[Dataset items]
PR #601, opened 2017-05-23
Use idiomatic string interpolation in build file

stkent:
http://docs.groovy-lang.org/latest/html/documentation/#_string_interpolation

---

Reviewer Resources:

### DIFF
--- a/exercises/build.gradle
+++ b/exercises/build.gradle
@@ -9,14 +9,14 @@ subprojects { project ->
       java.srcDirs = ["src/example/java"]
     }
     project["compileJava"].doFirst { compileTask ->
-      println "  (source = " + compileTask.source.asPath + ")"
+      println "  (source = ${compileTask.source.asPath})"
     }
 
     starterSource {
       java.srcDirs = ["src/main/java"]
     }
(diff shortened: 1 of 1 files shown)


exercises/build.gradle
```diff
@@ -9,14 +9,14 @@ subprojects { project ->
...
-      println "  (source = " + compileTask.source.asPath + ")"
+      println "  (source = ${compileTask.source.asPath})"
     }
 
     starterSource {
       java.srcDirs = ["src/main/java"]
     }
     project["compileStarterSourceJava"].doFirst { compileTask ->
-      println "  (source = " + compileTask.source.asPath + ")"
+      println "  (source = ${compileTask.source.asPath})"
```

What you are asked to do >> Return every line above exactly.

Answer for the task >>
PR #601, opened 2017-05-23
Use idiomatic string interpolation in build file

stkent:
http://docs.groovy-lang.org/latest/html/documentation/#_string_interpolation

---

Reviewer Resources:

### DIFF
--- a/exercises/build.gradle
+++ b/exercises/build.gradle
@@ -9,14 +9,14 @@ subprojects { project ->
       java.srcDirs = ["src/example/java"]
     }
     project["compileJava"].doFirst { compileTask ->
-      println "  (source = " + compileTask.source.asPath + ")"
+      println "  (source = ${compileTask.source.asPath})"
     }
 
     starterSource {
       java.srcDirs = ["src/main/java"]
     }
(diff shortened: 1 of 1 files shown)


exercises/build.gradle
```diff
@@ -9,14 +9,14 @@ subprojects { project ->
...
-      println "  (source = " + compileTask.source.asPath + ")"
+      println "  (source = ${compileTask.source.asPath})"
     }
 
     starterSource {
       java.srcDirs = ["src/main/java"]
     }
     project["compileStarterSourceJava"].doFirst { compileTask ->
-      println "  (source = " + compileTask.source.asPath + ")"
+      println "  (source = ${compileTask.source.asPath})"
```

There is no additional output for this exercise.